Interpreting the Results

Once you have your readings, compare them to the manufacturer's specifications. Here's how to interpret common scenarios:

• All readings are within specifications: The internal windings of the compressor are likely in good condition. The problem may lie elsewhere in the system.
• One reading is significantly higher or lower than expected: This suggests a fault in the corresponding winding (e.g., a high reading between C and R might indicate a faulty run winding).
• One reading is infinite (OL) or zero (0): This indicates an open circuit (broken winding) or a short circuit (windings touching each other or the casing), respectively.

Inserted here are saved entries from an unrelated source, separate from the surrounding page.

PR #236, opened 2021-04-05
Hw 004

Koziarevskyi:


src/main/java/core/basesyntax/FileWork.java
```diff
@@ -1,7 +1,48 @@
...
+        try (BufferedReader bufferedReader = new BufferedReader(new FileReader(fileName))) {
+            StringBuilder stringBuilder = new StringBuilder();
+            String value = bufferedReader.readLine();
+            while (value != null) {
+                stringBuilder.append(value).append(System.lineSeparator());
+                value = bufferedReader.readLine();
+            }
+            data = stringBuilder.toString();
+        } catch (IOException e) {
+            throw new RuntimeException("Can't read file!", e);
```
Max-Pochepets, line 20: which file?

src/main/java/core/basesyntax/FileWork.java
```diff
@@ -1,7 +1,48 @@
...
+        }
+        data = data.replaceAll("[.,?!]", "").trim();
```
Max-Pochepets, line 22: let's make regex a constant variable

src/main/java/core/basesyntax/FileWork.java
```diff
@@ -1,7 +1,48 @@
...
+
```
Max-Pochepets, line 23: remove empty lines from code

src/main/java/core/basesyntax/FileWork.java
```diff
@@ -1,7 +1,48 @@
...
+        if (data.isEmpty()) {
+            String[] emptyArray = new String[0];
+            return emptyArray;
+        }
```
Max-Pochepets, line 27: no need for this check

src/main/java/core/basesyntax/FileWork.java
```diff
@@ -1,7 +1,48 @@
...
+
+        String[] words = data.split("\\s+");
+        int countOfWordsWithW = 0;
+        for (String word : words) {
+            if (word.charAt(0) == 'w' || word.charAt(0) == 'W') {
+                countOfWordsWithW++;
+            }
+        }
```
Max-Pochepets, line 35: you don't have to count valid words, think about StringBuilder

src/main/java/core/basesyntax/FileWork.java
```diff
@@ -1,7 +1,48 @@
...
+
+        if (data.isEmpty()) {
+            String[] emptyArray = new String[0];
+            return emptyArray;
+        }
+
+        String[] words = data.split("\\s+");
+        int countOfWordsWithW = 0;
+        for (String word : words) {
+            if (word.charAt(0) == 'w' || word.charAt(0) == 'W') {
```
Max-Pochepets, line 32: it's better to make desired character also a constant

Max-Pochepets (changes requested):

src/main/java/core/basesyntax/FileWork.java
Max-Pochepets: Ok, I see it know, this is good, you can leave it as it is 👍

src/main/java/core/basesyntax/FileWork.java
```diff
@@ -6,42 +6,31 @@
...
-        for (String word : words) {
-            if (word.charAt(0) == 'w' || word.charAt(0) == 'W') {
-                resultArray[i] = word.toLowerCase();
-                i++;
-            }
+        String words = filteredWords.toString();
+        if (words.isEmpty()) {
+            return new String[0];
         }
+        String[] resultArray = filteredWords.toString().split(REGEX_WHITESPACES);
```
Max-Pochepets, line 33: you either use `words` here, or don't create it in the first place. if can manage logic without additional variables - better to do so

src/main/java/core/basesyntax/FileWork.java
```diff
@@ -6,42 +6,31 @@
...
-            String value = bufferedReader.readLine();
-            while (value != null) {
-                stringBuilder.append(value).append(System.lineSeparator());
-                value = bufferedReader.readLine();
+            String line = bufferedReader.readLine();
+            while (line != null) {
+                String[] words = line.toLowerCase().split(REGEX_SYMBOL);
+                for (String word : words) {
+                    if (word.startsWith(LOWER_CASE_W)) {
+                        filteredWords.append(word).append(" ");
```
Max-Pochepets, line 21: every value like this should be constant. this will make it easier if you need to change it. imagine you have 1000 lines of code with this `" "`

Max-Pochepets (approved):

PR #238, opened 2021-04-05
added solution

haniiev:


src/main/java/core/basesyntax/FileWork.java
```diff
@@ -1,7 +1,35 @@
...
+import java.util.ArrayList;
+import java.util.Collections;
+import java.util.List;
+
 public class FileWork {
     public String[] readFromFile(String fileName) {
-        return null;
+        List<String> result = new ArrayList<>();
+
+        try {
```
RomanDubovskyi, line 14: checklist point about closing resoureces

src/main/java/core/basesyntax/FileWork.java
```diff
@@ -1,7 +1,35 @@
...
+import java.io.FileReader;
+import java.io.IOException;
+import java.util.ArrayList;
+import java.util.Collections;
+import java.util.List;
+
 public class FileWork {
     public String[] readFromFile(String fileName) {
-        return null;
+        List<String> result = new ArrayList<>();
```
RomanDubovskyi, line 12:
```suggestion
        List<String> filteredWords = new ArrayList<>();
```

src/main/java/core/basesyntax/FileWork.java
```diff
@@ -1,7 +1,35 @@
...
+
+        try {
+            BufferedReader reader = new BufferedReader(new FileReader(fileName));
+            StringBuilder stringBuilder = new StringBuilder();
```
RomanDubovskyi, line 16: do we use builder in the code? 
it looks like List is enough

src/main/java/core/basesyntax/FileWork.java
```diff
@@ -1,7 +1,35 @@
...
+            String value = reader.readLine();
+            while (value != null) {
+
+                for (String word : value.split(" ")) {
```
RomanDubovskyi, line 20:
```suggestion
                for (String word : value.toLowerCase().split("\\W+")) {
```
this way you you won't need to cast each word to lowercase and call replaceAll

src/main/java/core/basesyntax/FileWork.java
```diff
@@ -1,7 +1,35 @@
...
+                    if (word.toLowerCase().charAt(0) == 'w') {
```
RomanDubovskyi, line 21:
```suggestion
                    if (word.startsWith(// make w constant and compare here)) {
```
startsWith will be better in this case, if in future we will to use combination of chars, etc

RomanDubovskyi (changes requested):
nice solution structure, but we can improve few details

src/main/java/core/basesyntax/FileWork.java
```diff
@@ -1,7 +1,35 @@
...
-        return null;
+        List<String> filteredWords = new ArrayList<>();
+        try (BufferedReader reader = new BufferedReader(new FileReader(fileName))) {
+
+            String value = reader.readLine();
+            while (value != null) {
+
+                for (String word : value.toLowerCase().split("\\W+")) {
+                    if (word.startsWith(String.valueOf(CONDITIONAL_LATTER))) {
+                        filteredWords.add(word.replaceAll("\\p{P}", ""));
```
RomanDubovskyi, line 22:
```suggestion
                        filteredWords.add(word);
```
we don't need it now

src/main/java/core/basesyntax/FileWork.java
```diff
@@ -1,7 +1,35 @@
...
+
 public class FileWork {
+    private static final char CONDITIONAL_LATTER = 'w';
+
     public String[] readFromFile(String fileName) {
-        return null;
+        List<String> filteredWords = new ArrayList<>();
+        try (BufferedReader reader = new BufferedReader(new FileReader(fileName))) {
+
+            String value = reader.readLine();
```
RomanDubovskyi, line 17:
```suggestion
            String line = reader.readLine();
```

RomanDubovskyi (approved):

In either case, the compressor is likely bad.
• Infinite resistance (OL) when testing to ground: This is normal and indicates the windings are not shorted to the compressor body.
• Low or zero resistance to ground: This indicates a ground fault, meaning the windings are shorted to the compressor's metal casing. The compressor is bad.

Important Note: Sometimes, a compressor may pass the resistance test but still be faulty. This is because the windings could be internally shorted in a way that doesn't register on a simple resistance test, or the compressor might be mechanically seized. Therefore, ohming out is a diagnostic tool, not a definitive guarantee of a working compressor.

Troubleshooting Beyond Ohming

If the resistance tests indicate a problem with the compressor, it generally needs to be replaced. If the tests show the compressor is good, you'll need to investigate other components such as the start capacitor, run capacitor, potential relay, overload protector, or control board. Checking these components and their connections is the next logical step in diagnosing the system's failure.